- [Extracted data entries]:
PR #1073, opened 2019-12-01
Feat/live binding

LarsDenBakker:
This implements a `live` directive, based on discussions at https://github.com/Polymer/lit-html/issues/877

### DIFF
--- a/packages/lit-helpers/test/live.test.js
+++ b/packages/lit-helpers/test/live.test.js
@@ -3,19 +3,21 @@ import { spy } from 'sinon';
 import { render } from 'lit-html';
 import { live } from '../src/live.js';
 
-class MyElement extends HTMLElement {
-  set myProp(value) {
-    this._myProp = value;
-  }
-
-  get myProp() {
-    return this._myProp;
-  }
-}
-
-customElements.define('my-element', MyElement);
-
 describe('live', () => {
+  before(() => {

- [Work to complete]: All lines from the one containing "Feat/live binding" to the end of the data above are to be set down exactly; no others belong in the answer.

- [Completed exercise]:
Feat/live binding

LarsDenBakker:
This implements a `live` directive, based on discussions at https://github.com/Polymer/lit-html/issues/877

### DIFF
--- a/packages/lit-helpers/test/live.test.js
+++ b/packages/lit-helpers/test/live.test.js
@@ -3,19 +3,21 @@ import { spy } from 'sinon';
 import { render } from 'lit-html';
 import { live } from '../src/live.js';
 
-class MyElement extends HTMLElement {
-  set myProp(value) {
-    this._myProp = value;
-  }
-
-  get myProp() {
-    return this._myProp;
-  }
-}
-
-customElements.define('my-element', MyElement);
-
 describe('live', () => {
+  before(() => {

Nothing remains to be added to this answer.